Goal of the exercise » Using the data that follows, give the number of lines where the string "ScanamoRequest" occurs, and nothing else.

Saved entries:
════════
PR #1622, opened 2023-01-28
Fix NPE in DynamoResultStream

eugene-cheverda:
The NPE occurs when scannedCount underlying field is null. Simple map on Option doesn't help as apparently there's implicit cast from Java Integer  to Scala Int happening and it would still fail with NPE, therefore chain of flatMaps.

It would be great if merge of this PR would result in new build published to Maven. Thanks in advance!


regiskuckaertz (approved):
❤️ thanks

PR #1629, opened 2023-02-20
Add support for multi-action write transactions

chrischivers:
This PR provides support for multi-action write requests (as detailed in the Dynamo spec [here](https://docs.aws.amazon.com/amazondynamodb/latest/developerguide/transaction-apis.html))

Currently the Scanamo API allows only write requests of the same type (Put, Update, Delete) to be grouped together in a single transaction (i.e. `transactPutAll`, `transactUpdateAll`, `transactDeleteAll`).

This change introduces `transactionWrite` which accepts multiple TransactionWriteActions. These actions could be a mix of `Put`, `Update`, `Delete` or `ConditionCheck` types and can span multiple tables.

### DIFF
--- a/cats/src/main/scala/org/scanamo/ops/CatsInterpreter.scala
+++ b/cats/src/main/scala/org/scanamo/ops/CatsInterpreter.scala
@@ -92,6 +92,7 @@ class CatsInterpreter[F[_]](client: DynamoDbAsyncClient)(implicit F: Async[F]) e
               a => F.delay(Right(a))
             )
           )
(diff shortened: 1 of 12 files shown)


kailuowang (approved):
This looks great to me. It would be even nicer if we could add some docs but that shouldn't be holding this PR being merged.

kailuowang:
Summoning @rtyley to see if you have some time to take a quick look.

regiskuckaertz (approved):

PR #1643, opened 2023-05-03
Update ci to include doc, downgrade scala due to dotty bug

kailuowang:
Released failed due to a [`Scala 3.2.1+` bug](https://github.com/lampepfl/dotty/issues/15288) causing `doc` to fail on Scala 3.2.2
This bug is fixed and will likely be released 3.3.1


rtyley (approved):
Looks good- nice one!

PR #1647, opened 2023-05-22
cats interpreter should return a finaliser. v3.5.0 changed the  Cancelation Semantics

inanme:
related to https://github.com/typelevel/cats-effect/releases/tag/v3.5.0


kailuowang (approved):

kailuowang:
Thank you!

Issue #819, opened 2020-08-16
Avoid retries of retries


RoyCarbyne:
Alpakka using AWS SDK now, which use AWS best practices include retries internally 
RetryPolicy perform retries on Alpakka

We have reties of retries now
I suggest to delete RetryPolicy

regiskuckaertz:
Great point! Thanks for the heads up, I will remove.

PR #1790, opened 2024-07-20
Extract common `exec` & `execT` methods into new `ScanamoClient`

rtyley:
The 5 Scanamo client objects (`Scanamo`, `ScanamoAsync` `CatsScanamo`, `ZioScanamo`, `PekkoScanamo`) all have common `exec` & `execT` methods with almost completely identical implementations. This change introduces a new common `ScanamoClient` super-class for all 5 client objects that implements those methods.

Result: less code! ✨ 

image

### Do we need the subtype instance classes?!

I was tempted to remove the 5 subtype instance classes altogether, as there's not much need for them from the Scanamo implementation side - we could get by with just the 5 singleton objects providing `apply()` methods to construct `ScanamoClient` instances - but there are some wrinkles with that:

* Existing code in consumers of the Scanamo library will typically hand around instance references with the type of the subtype (ie `scanamo: ScanamoAsync`) - they've had no alternative before. We can't remove the subtype instance class without forcing a lot of users to switch to using `scanamo: ScanamoClient[Future]` (which is also less readable!). Swapping in some type aliases, eg `type ScanamoAsync = ScanamoClient[Future]` might help here, but I won't try that here.
* `PekkoScanamo` provides an additional `execFuture` method, which is Pekko-specific - no idea if it's used, but I guess we shouldn't delete it.
* Although `ScanamoClient[Id]` should be able to cleanly implement `Scanamo` without alteration (because `type Id[A] = A`), it turns out that this would mean that _some_ consuming code would have to be altered for the Scala 2 compiler (the Scala 3.3.3 compiler did not have this problem).

...so the 5 subtype instance class definitions continue to exist for now.

### See also

* https://github.com/scanamo/scanamo/pull/1786 for a subsequent refactor that also reduces code.

### DIFF
--- a/cats/src/main/scala/org/scanamo/ScanamoCats.scala
+++ b/cats/src/main/scala/org/scanamo/ScanamoCats.scala
@@ -17,19 +17,12 @@
 package org.scanamo
 
 import cats.effect.Async
-import cats.{ ~>, Monad }
+import cats.~>
 import fs2.Stream
-import org.scanamo.ops.{ CatsInterpreter, ScanamoOps, ScanamoOpsT }
+import org.scanamo.ops.CatsInterpreter
 import software.amazon.awssdk.services.dynamodb.DynamoDbAsyncClient
 
-class ScanamoCats[F[_]: Async](client: DynamoDbAsyncClient) {
-  final private val interpreter = new CatsInterpreter(client)
-
-  final def exec[A](op: ScanamoOps[A]): F[A] = op.foldMap(interpreter)
-
-  final def execT[M[_]: Monad, A](hoist: F ~> M)(op: ScanamoOpsT[M, A]): M[A] =
-    op.foldMap(interpreter andThen hoist)
-}
+class ScanamoCats[F[_]: Async] private (client: DynamoDbAsyncClient) extends ScanamoClient(new CatsInterpreter(client))
 
 object ScanamoCats {
   def apply[F[_]: Async](client: DynamoDbAsyncClient): ScanamoCats[F] = new ScanamoCats(client)
--- a/pekko/src/main/scala/org/scanamo/ScanamoPekko.scala
+++ b/pekko/src/main/scala/org/scanamo/ScanamoPekko.scala
@@ -16,74 +16,45 @@
 
 package org.scanamo
 
-import cats.{ ~>, Monad }
+import cats.Monad
 import org.apache.pekko.NotUsed
 import org.apache.pekko.actor.ClassicActorSystemProvider
 import org.apache.pekko.stream.scaladsl.{ Sink, Source }
-import org.scanamo.ops.PekkoInterpreter.Pekko
-import org.scanamo.ops.{ PekkoInterpreter, ScanamoOps, ScanamoOpsT }
+import org.scanamo.PekkoInstances.*
+import org.scanamo.ops.{ PekkoInterpreter, ScanamoOps }
 import software.amazon.awssdk.services.dynamodb.DynamoDbAsyncClient
-import software.amazon.awssdk.services.dynamodb.model.*
 
 import scala.concurrent.Future
 
-/** Provides the same interface as [[org.scanamo.Scanamo]], except that it requires an
-  * [[https://github.com/apache/incubator-pekko-connectors Pekko connectors]] client, a
-  * [[org.scanamo.ops.retrypolicy.RetryPolicy]] and a predicate for which [[scala.Throwable]]s should be retried.
-  * `retryPolicy` defaults to [[org.scanamo.ops.retrypolicy.RetryPolicy.max]] with maximum 3 retries if not explicitly
-  * provided. `isRetryable` defaults to retry the most common retryable Dynamo exceptions. Moreover, the interface
-  * returns either a [[scala.concurrent.Future]] or [[org.apache.pekko.stream.scaladsl.Source]] based on the kind of
-  * execution used.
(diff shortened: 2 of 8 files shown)


pekko/src/main/scala/org/scanamo/ScanamoPekko.scala
```diff
@@ -16,74 +16,43 @@
...
-    throwable match {
-      case _: InternalServerErrorException | _: ItemCollectionSizeLimitExceededException | _: LimitExceededException |
-          _: ProvisionedThroughputExceededException | _: RequestLimitExceededException =>
-        true
-      case e: DynamoDbException
-          if e.awsErrorDetails.errorCode.contains("ThrottlingException") |
-            e.awsErrorDetails.errorCode.contains("InternalFailure") =>
-        true
-      case _ => false
-    }
```
rtyley, line 73: This `defaultRetryableCheck()` method, originally introduced with https://github.com/scanamo/scanamo/pull/584 in January 2020, has been obsolete since https://github.com/scanamo/scanamo/pull/825 removed Scanamo's superfluous retry logic in August 2020, as per https://github.com/scanamo/scanamo/issues/819.

scanamo/src/main/scala/org/scanamo/ScanamoSync.scala
```diff
@@ -16,25 +16,16 @@
...
-  /** Execute the operations built with [[org.scanamo.Table]]
-    */
-  def exec[A](op: ScanamoOps[A]): A = op.foldMap(interpreter)
-
-  /** Execute the operations built with [[org.scanamo.Table]] with effects in the monad `M` threaded in.
-    */
-  def execT[M[_]: Monad, A](hoist: Id ~> M)(op: ScanamoOpsT[M, A]): M[A] =
-    op.foldMap(interpreter andThen hoist)
+final class Scanamo private (client: DynamoDbClient) extends ScanamoClient(new ScanamoSyncInterpreter(client)) {
+  override def exec[A](op: ScanamoOps[A]): A = super.exec(op) // overridden to explicitly return `A` rather than `Id[A]`
```
rtyley, line 28: This override is necessary to ensure the _"Filters a table for attributes containing a specific substring"_ test (and presumably, other consumer code out in the wild) compiles under Scala 2.

pekko/src/main/scala/org/scanamo/ScanamoPekko.scala
```diff
@@ -16,74 +16,43 @@
...
 
-/** Provides the same interface as [[org.scanamo.Scanamo]], except that it requires an
-  * [[https://github.com/apache/incubator-pekko-connectors Pekko connectors]] client, a
-  * [[org.scanamo.ops.retrypolicy.RetryPolicy]] and a predicate for which [[scala.Throwable]]s should be retried.
-  * `retryPolicy` defaults to [[org.scanamo.ops.retrypolicy.RetryPolicy.max]] with maximum 3 retries if not explicitly
-  * provided. `isRetryable` defaults to retry the most common retryable Dynamo exceptions. Moreover, the interface
-  * returns either a [[scala.concurrent.Future]] or [[org.apache.pekko.stream.scaladsl.Source]] based on the kind of
-  * execution used.
+/** The interface returns either a [[scala.concurrent.Future]] or [[org.apache.pekko.stream.scaladsl.Source]] based on
+  * the kind of execution used.
```
rtyley, line 30: The comments about retry logic are obsolete since https://github.com/scanamo/scanamo/pull/825 removed Scanamo's superfluous retry logic in August 2020, as per https://github.com/scanamo/scanamo/issues/819.

pekko/src/main/scala/org/scanamo/ScanamoPekko.scala
```diff
@@ -16,74 +16,43 @@
...
-
-  final def execT[M[_]: Monad, A](hoist: Pekko ~> M)(op: ScanamoOpsT[M, A]): M[A] =
-    op.foldMap(interpreter.andThen(hoist))
-
-  def execFuture[A](op: ScanamoOps[A]): Future[A] =
-    run(op).runWith(Sink.head[A])
-
-  private def run[A](op: ScanamoOps[A]): Pekko[A] =
-    op.foldMap(interpreter)
+  def execFuture[A](op: ScanamoOps[A]): Future[A] = exec(op).runWith(Sink.head[A])
```
rtyley, line 38: `PekkoScanamo` has provided this additional `execFuture` method, which is Pekko-specific - no idea if it's used in the wild, but I guess we shouldn't delete it.

cats/src/main/scala/org/scanamo/ScanamoCats.scala
```diff
@@ -17,19 +17,12 @@
...
 
-class ScanamoCats[F[_]: Async](client: DynamoDbAsyncClient) {
-  final private val interpreter = new CatsInterpreter(client)
-
-  final def exec[A](op: ScanamoOps[A]): F[A] = op.foldMap(interpreter)
-
-  final def execT[M[_]: Monad, A](hoist: F ~> M)(op: ScanamoOpsT[M, A]): M[A] =
-    op.foldMap(interpreter andThen hoist)
-}
+class ScanamoCats[F[_]: Async] private (client: DynamoDbAsyncClient) extends ScanamoClient(new CatsInterpreter(client))
```
rtyley, line 26: Note that, in line with the other Scanamo clients, the constructor is now made `private`, and you need to use the companion object `apply()` method to create the client. So you can no longer use:

```scala
new ScanamoCats(dynamoDbAsyncClient)
```

...but instead just:

```scala
ScanamoCats(dynamoDbAsyncClient)
```

PR #1796, opened 2024-08-13
Simplify processing of `RequestCondition` attribute values - make them non-optional

rtyley:
* **`RequestCondition` dynamo values become non-optional**: instead they can just be `DynamoObject.empty`
* **New class `AttributeNamesAndValues`**: we often combine the different sources of attribute names/values in a request (eg, 'update' and 'condition') and there's no point in repeatedly writing code where names are combined, and then _values_ are combined - we always want to aggregate both at the same time, now supported with `AttributeNamesAndValues`
* **New class `UpdateAndCondition`**: combines `UpdateExpression` & `Option[Condition]` - models the payload of both normal `UpdateItem` & transactional `Update` requests.
* Using the [lambda syntax for Single Abstract Method (SAM) types](https://www.scala-lang.org/news/2.12.0/#lambda-syntax-for-sam-types) in the implementation of many typeclass instances of `ConditionExpression` and `QueryableKeyCondition` (eg `QueryableKeyCondition[KeyEquals[V]]`) makes the implementations much shorter.

The 'values' on `RequestCondition` have been optional since `RequestCondition` was introduced with https://github.com/scanamo/scanamo/pull/31 in May 2016 - back then they were `attributeValues: Option[Map[String, AttributeValue]]`), later becoming `dynamoValues: Option[DynamoObject]` with https://github.com/scanamo/scanamo/pull/400 in May 2019.

The values are probably 'optional' because there are certain DynamoDB condition expression functions (like `attribute_exists()`) that _don't_ take a value, so it was _reasonable_ for implementations like `ConditionExpression[AttributeExists]` to create instances of `RequestCondition` where `dynamoValues` was `None`:

https://github.com/scanamo/scanamo/blob/93ab1e7e8292c79283b556e00389017beb8559c0/scanamo/src/main/scala/org/scanamo/query/ConditionExpression.scala#L180-L184

However, if we make `dynamoValues` non-optional, we can just supply `DynamoObject.empty` rather than `None`- and this allows us to simplify so much logic around combining the attribute values that come from different sources (eg as conditions are combined). Note that Cats [`Monoid`](https://typelevel.org/cats/typeclasses/monoid.html) typeclass can provide useful functionality like [`.orEmpty`](https://typelevel.org/cats/api/cats/syntax/OptionOps.html#orEmpty(implicitA:cats.Monoid[A]):A) that helps with this.

### Classes with field changes

* **`ScanamoUpdateRequest`**: `updateExpression`, `attributeNames`, `dynamoValues`, `addEmptyList`, `condition` are all replaced by `UpdateAndCondition`
* **`TransactUpdateItem`**: `updateExpression`, `condition` are replaced by `UpdateAndCondition`
* **`RequestCondition`**: `attributeNames`, `dynamoValues` are replaced by `AttributeNamesAndValues`

### Affected code using Scanamo

Scanamo doesn't have a clear divide between internal code and external API, but `org.scanamo.request.RequestCondition` is not _explicitly_ part of the public API - it's not mentioned in the documentation at [www.scanamo.org/conditional-operations](https://www.scanamo.org/conditional-operations) for instance. Changing the type of `RequestCondition.dynamoValues` doesn't feel like it should break any user-code - it certainly didn't require any changes to Scanamo's tests, for instance.

However, doing a [search on GitHub](https://github.com/search?q=org.scanamo.request.RequestCondition+NOT+repo%3Ascanamo%2Fscanamo+NOT+is%3Afork&type=code) finds recent code in [github.com/nationalarchives](https://github.com/nationalarchives) that will break on this change - both call `requestCondition.dynamoValues.flatMap()`:

* https://github.com/nationalarchives/dr2-ingest/blob/9954492b605973b80f707be2fc5bb88981cc3889/scala/lambdas/ingest-files-change-handler/src/test/scala/uk/gov/nationalarchives/ingestfileschangehandler/Utils.scala#L138
* https://github.com/nationalarchives/da-aws-clients/blob/f46ad91eaca46f9ba293763f3da75e3ddd070c1f/dynamodb/src/main/scala/uk/gov/nationalarchives/DADynamoDBClient.scala#L248

### Support for legacy code that calls removed methods

For all 3 classes where fields have been removed with a better implementation, read-only _deprecated_ versions of those fields are now provided - so, for instance, you _can_ call `requestCondition.dynamoValues.flatMap()`, but `dynamoValues` will be deprecated.

Additionally, for each of `TransactUpdateItem` & `RequestCondition`, an [auxiliary constructor](https://docs.scala-lang.org/scala3/book/domain-modeling-tools.html#auxiliary-constructors) has been added which maintains the original constructor signature as a deprecated constructor. This wasn't done for `ScanamoUpdateRequest` as re-creating the `UpdateExpression` from the legacy arguments seemed Too Hard.

These deprecated methods will be left in the code for at least a year after this change is released - but they will deleted eventually!

### DIFF
--- a/scanamo/src/main/scala/org/scanamo/request/ScanamoRequest.scala
+++ b/scanamo/src/main/scala/org/scanamo/request/ScanamoRequest.scala
@@ -16,8 +16,9 @@
 
 package org.scanamo.request
 
+import cats.implicits.*
 import org.scanamo.query.{ Condition, Query }
-import org.scanamo.update.UpdateExpression
+import org.scanamo.update.{ UpdateAndCondition, UpdateExpression }
 import org.scanamo.{ DeleteReturn, DynamoObject, DynamoValue, PutReturn }
 
 case class ScanamoPutRequest(
@@ -37,12 +38,19 @@ case class ScanamoDeleteRequest(
 case class ScanamoUpdateRequest(
   tableName: String,
   key: DynamoObject,
-  updateExpression: String,
-  attributeNames: Map[String, String],
-  dynamoValues: DynamoObject,
-  addEmptyList: Boolean,
-  condition: Option[RequestCondition]
-)
+  updateAndCondition: UpdateAndCondition
+) {
+  @deprecated("See https://github.com/scanamo/scanamo/pull/1796", "3.0.0")
+  def updateExpression: String = updateAndCondition.update.expression
+  @deprecated("See https://github.com/scanamo/scanamo/pull/1796", "3.0.0")
+  def attributeNames: Map[String, String] = updateAndCondition.update.attributes.names
+  @deprecated("See https://github.com/scanamo/scanamo/pull/1796", "3.0.0")
+  def dynamoValues: DynamoObject = updateAndCondition.update.attributes.values
+  @deprecated("See https://github.com/scanamo/scanamo/pull/1796", "3.0.0")
+  def addEmptyList: Boolean = updateAndCondition.update.addEmptyList
+  @deprecated("See https://github.com/scanamo/scanamo/pull/1796", "3.0.0")
+  def condition: Option[RequestCondition] = updateAndCondition.condition
+}
 
 case class ScanamoScanRequest(
   tableName: String,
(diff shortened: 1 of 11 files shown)


scanamo/src/main/scala/org/scanamo/request/ScanamoRequest.scala
```diff
@@ -71,7 +71,7 @@ object ScanamoQueryOptions {
 case class RequestCondition(
   expression: String,
   attributeNames: Map[String, String],
-  dynamoValues: Option[DynamoObject]
+  dynamoValues: DynamoObject
```
rtyley, line 74: This is the change to the model that drives all the simplifications we see in the rest of the PR.

PR #1799, opened 2024-08-19
Extend AWS SDK builders to ease `Option`-setting

rtyley:
Scanamo's own Scala-based models of DynamoDB requests use [Scala's idiomatic approach to optional values](https://alvinalexander.com/scala/using-scala-option-some-none-idiom-function-java-null/) - use `Option` - but this repeatedly gives us a fiddly job when coping with the [fluent nature of the AWS SDK for Java](https://aws.amazon.com/blogs/developer/fluent-client-builders/), which chains methods on builders. We want to pretend that the builders aren't mutable (because if they were written in Scala, they wouldn't be mutable), and using the default methods on Option, the most concise way to do that for a builder is using `optionValue.foldLeft(builder)(builder.setter)` - which is _reasonably_ concise, but you'll notice that we're repeating `builder` twice, and it's not possible to chain together invocations of this - although it _produces_ an instance of builder, it doesn't _start_ from an instance of builder, so: no chaining.

This change introduces a `setOpt` extension method on all AWS SDK `Buildable`s:

https://github.com/scanamo/scanamo/blob/79370f2d09ad941d5fe25075ea8437498cb06db2/scanamo/src/main/scala/org/scanamo/internal/aws/sdkv2/package.scala#L6-L8

This provides a more concise optional-invocation of the builder's setter methods, while supporting the same fluent chaining that native builder setter methods use. `f: B => (V => B)` is used because [partial application](https://docs.scala-lang.org/tour/multiple-parameter-lists.html#partial-application) of the builder setter method in many cases allows us to use a single underscore rather than two - ie `.setOpt(req.index)(_.indexName)` rather than `.setOpt(req.index)(_ indexName _)` which we'd use if we had `f: (B, V) => B`.

Because the builder type `B` is a type-parameter, it's also more flexible than the `queryRefinement()` method that was duplicated in `scan(req: ScanamoScanRequest)` & `query(req: ScanamoQueryRequest)` until now:

https://github.com/scanamo/scanamo/blob/dcc4b4bf35904a0a4b6324525ef3ffd834db27e1/scanamo/src/main/scala/org/scanamo/ops/package.scala#L33-L37

...those can now be replaced with the single `setOpt()` implementation.

The result is code that's more readable, with a good reduction in line-count! ✨ 

image

# Inspecting the diff

This diff is best inspected in split configuration, with whitespace changes ignored: https://github.com/scanamo/scanamo/pull/1799/files?diff=split&w=1

I've gone through and visually inspected to check that all setting-of-fields has been copied over - of course, we hope that the tests would have caught it if any field setting _had_ been lost.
════════
Written response » 3